Selection from F. C. Copleston, Aquinas
(Baltimore, MD: Penguin Books, 1955), 86.
In every material thing or substance there are two distinguishable constitutive principles. [Footnote: The word 'element might suggest chemical element and so be misleading. By calling matter and form 'principles,' Aquinas means that they are the primary co-constituents of a material thing. The word is obviously not being used in the sense of a logical principle; nor does it refer to observable chemical elements. Matter and form are 'principles of being' (principia entis); they are not themselves physical entities.] One of these he called 'substantial form.' In the case of an oak tree, for example, the substantial form, corresponding to Aristotle's 'entelechy' is the determining principle which makes the oak tree what it is. This form must not, of course, be confused with the outward shape or figure of the tree: it is an immanent constitutive principle of activity which makes the oak tree an oak tree, stamping it, as it were, as this particular kind of organism and determining it to act as a totality in certain specified ways. But what is it that the substantial form of the oak tree 'informs' or determines? We might be inclined to answer that it is the matter of the tree, meaning by this the visible material which can be chemically analyzed. But ultimately, Aquinas thought, we must arrive at the concept of a purely indeterminate potential element which has no definite form of its own and no definite characteristics. This he called 'first matter' (materia prima). Visible matter, secondary matter, is already informed and possesses determinate characteristics; but if we think away all forms and all determinate characteristics we arrive at the notion of a purely indeterminate constitutive principle which is capable of existing successively in union with an indefinite multiplicity of forms.
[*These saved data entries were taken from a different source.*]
PR #3045, opened 2024-12-03
improvement: force expand markdown content

### LINKED ISSUE #2804: Make the output of markdown cells expanded by default
### Description

Specially for markdown cells, it is undesirable to have the output be collapsed by default, it should be expanded by default. When I write something, I don't want the reader to have to scroll the cell to read it.

### Suggested solution

Make the output of the markdown cells expanded by default. For other kinds of cells, it might be useful to have a way of specifying that we want the output of the cell to be expanded or collapsed by default.

### Alternative

_No response_

### Additional context

Related discussion: https://github.com/marimo-team/marimo/discussions/2765.

mscolnick:
Fixes #2804

When markdown is hidden, we should force expand the output so its not in a scroll bar

### DIFF
--- a/frontend/src/components/editor/Cell.tsx
+++ b/frontend/src/components/editor/Cell.tsx
@@ -409,7 +409,10 @@ const CellComponent = (
         />
       </div>
       <OutputArea
+        // Only allow expanding in edit mode
         allowExpand={editing}
+        // Force expand when markdown is hidden
+        forceExpand={isMarkdownCodeHidden}
         output={output}
         className="output-area"
         cellId={cellId}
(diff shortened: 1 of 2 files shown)


frontend/src/components/editor/Cell.tsx
```diff
@@ -409,7 +409,10 @@ const CellComponent = (
         />
       </div>
       <OutputArea
+        // Only allow expanding in edit mode
         allowExpand={editing}
+        // Force expand when markdown is hidden
+        forceExpand={isMarkdownCodeHidden}
```
mscolnick, line 415: this only forces it to be expand when its `markdown + hidden`, instead of just `markdown`. we could easily change this to just markdown if that turns out to be more preferred

akshayka (approved):

PR #3047, opened 2024-12-03
improvement: don't convert classes that extend tuple/dict/list to structure when formatting

mscolnick:
For top-level classes that extend list/dict/tuple, it seems preferable to use the custom repr over converting it to json

image


akshayka (commented):
I think we used to not convert subclasses, but I vaguely recall someone hitting an issue that made us convert subclasses? Maybe I am misremembering

mscolnick:
That was handled here: https://github.com/marimo-team/marimo/pull/1221. and this was just that we _at least_ handle subtypes when flattening. But we can opt-out if a better repr is provided.

PR #3049, opened 2024-12-03
fix: don't unhide when markdown is empty

mscolnick:
Don't unhide the markdown if empty since it may start empty (before any rendering)

### DIFF
--- a/frontend/src/components/editor/Cell.tsx
+++ b/frontend/src/components/editor/Cell.tsx
@@ -378,21 +378,6 @@ const CellComponent = (
 
   const hasOutput = !isOutputEmpty(output);
 
-  const unhideCode = useEvent(() => {
-    // Fire-and-forget save
-    void saveCellConfig({ configs: { [cellId]: { hide_code: false } } });
-    updateCellConfig({ cellId, config: { hide_code: false } });
-
-    // focus the editor
-    editorView.current?.focus();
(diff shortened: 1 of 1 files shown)


frontend/src/components/editor/Cell.tsx
```diff
@@ -378,21 +378,6 @@ const CellComponent = (
...
-    // focus the editor
-    editorView.current?.focus();
-    return false;
-  });
-
-  // When markdown cell is hidden & output is cleared, show the code editor
-  if (isMarkdownCodeHidden && !hasOutput) {
-    unhideCode();
-  }
-
```
mscolnick, line 395: cc @Light2Dark, this run's `saveCellConfig` for all markdown that starts hidden (since it has no output). we can add some logic like this back, but for now, users can see the empty editor on hover

Light2Dark: my bad, thanks for fixing this!

Light2Dark: hey @mscolnick , actually what do you mean?
 
If it starts empty, don't we want to show the code instead? Since the output & code will be hidden now. 

https://github.com/user-attachments/assets/3bc76218-b971-461c-bb54-9128ff65edc0

I believe the code I added would fix this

When the oak tree perishes, its substantial form disappears, relapsing into the potentiality of matter, but the first matter of the tree does not disappear. It does not, and indeed cannot, exist by itself; for any existent material substance is something definite and determinate. When the oak tree perishes, the matter immediately exists under another form or forms. When a human being dies and his body disintegrates, the matter is at once informed by other forms. But there is continuity, and it is the first matter which is the element of continuity.
According to Aquinas, therefore, every material thing or substance is composed of substantial form and first matter. Neither principle is itself a thing or substance; the two together are the component principles of a substance. And it is only of the substance that we can properly say that it exists. 'Matter cannot be said to be; it is the substance itself which exists' (C. G. 2,54).